Read the records and gather each line that includes "changed".

• • • •

PR #1496, opened 2020-11-25
Add Vulkan Layer json file.

florian-kuebler:
This adds a json describtion file for the vulkan layer.

### DIFF
--- a/OrbitVulkanLayer/resources/VkLayer_Orbit_implicit.json
+++ b/OrbitVulkanLayer/resources/VkLayer_Orbit_implicit.json
@@ -1,0 +1,18 @@
+{ 
+    "file_format_version" : "1.1.0", 
+    "layer" : { 
+        "name": "ORBIT_VK_LAYER", 
+        "type": "GLOBAL", 
+        "library_path": "./libOrbitVulkanLayer.so",
+        "api_version": "1.1.77", 
+        "implementation_version": "1", 
+        "description": "Provides GPU insights for the Orbit Profiler",
+        "disable_environment": {
+            "DISABLE_ORBIT_VULKAN_LAYER": "1"
+        },
+        "functions": {
+            "vkGetInstanceProcAddr": "OrbitGetInstanceProcAddr",
+            "vkGetDeviceProcAddr": "OrbitGetDeviceProcAddr"
+        }  
+    } 
+} 


OrbitVulkanLayer/resources/VkLayer_Orbit_implicit.json
```diff
@@ -0,0 +1,18 @@
+{ 
+    "file_format_version" : "1.1.0", 
+    "layer" : { 
+        "name": "ORBIT_VK_LAYER", 
+        "type": "GLOBAL", 
+        "library_path": "./libOrbitVulkanLayer.so",
+        "api_version": "1.1.77",
```
ronaldfw, line 7: What determines that API version we have to use or we can use? (Why exactly 1.1.77?)

OrbitVulkanLayer/resources/VkLayer_Orbit_implicit.json
```diff
@@ -0,0 +1,18 @@
+{ 
+    "file_format_version" : "1.1.0", 
+    "layer" : { 
+        "name": "ORBIT_VK_LAYER", 
+        "type": "GLOBAL", 
+        "library_path": "./libOrbitVulkanLayer.so",
+        "api_version": "1.1.77", 
+        "implementation_version": "1",
```
ronaldfw, line 8: Does this have to be changed (increased) when we make changes?

OrbitVulkanLayer/resources/VkLayer_Orbit_implicit.json
```diff
@@ -0,0 +1,18 @@
+{
```
ronaldfw, line 1: Is it clear that we want the Orbit layer to be an implicit layer? Obviously that can be changed, but we should have an idea (ideally written down in our design document) what the deployment mechanism etc. will (likely) look like.

OrbitVulkanLayer/resources/VkLayer_Orbit_implicit.json
florian-kuebler: TBH, that was the version that GpuVoyeur was using.
The version basically states which API that layer is using. As all the methods we are using that are not in GpuVoyeur, were present in 1.1, I just sticked with that.

OrbitVulkanLayer/resources/VkLayer_Orbit_implicit.json
florian-kuebler: For implicit layers, that should be rather uninteresting. There is an enumeration function, that states the version of a layer. For explicit layers, games could decide not to use a certain layer in a specific version.

OrbitVulkanLayer/resources/VkLayer_Orbit_implicit.json
florian-kuebler: Yes, explicit layers need to have code on the game side, to enable them. That is nothing, that is on our radar for now. Also note, that it is totally fine for a layer to be implicit and explicit, by providing two json files.
Further, for now, that implicit layer is enabled by default,  but this is something that we can change in the future, when it comes to actual deploying. Short-term it is much more convenient to have it like this.

dpallotti: Should there be a TODO to add `enable_environment` one the time comes?

florian-kuebler: I am not sure. This is nothing that we want for sure. It depends on the way we will deploy the layer. So it will be a reasonable step as soon as we come to that point.

OrbitVulkanLayer/resources/VkLayer_Orbit_implicit.json
ronaldfw: Ok, thanks for the clarification.

OrbitVulkanLayer/resources/VkLayer_Orbit_implicit.json
ronaldfw: Ok, makes sense.

OrbitVulkanLayer/resources/VkLayer_Orbit_implicit.json
ronaldfw: Seems it is then fine to keep as is, and we can adjust if needed.

ronaldfw (approved):
LGTM, sorry for the long delay!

• • • •

RESPONSE TO THIS EXERCISE >>
ronaldfw, line 8: Does this have to be changed (increased) when we make changes?
ronaldfw, line 1: Is it clear that we want the Orbit layer to be an implicit layer? Obviously that can be changed, but we should have an idea (ideally written down in our design document) what the deployment mechanism etc. will (likely) look like.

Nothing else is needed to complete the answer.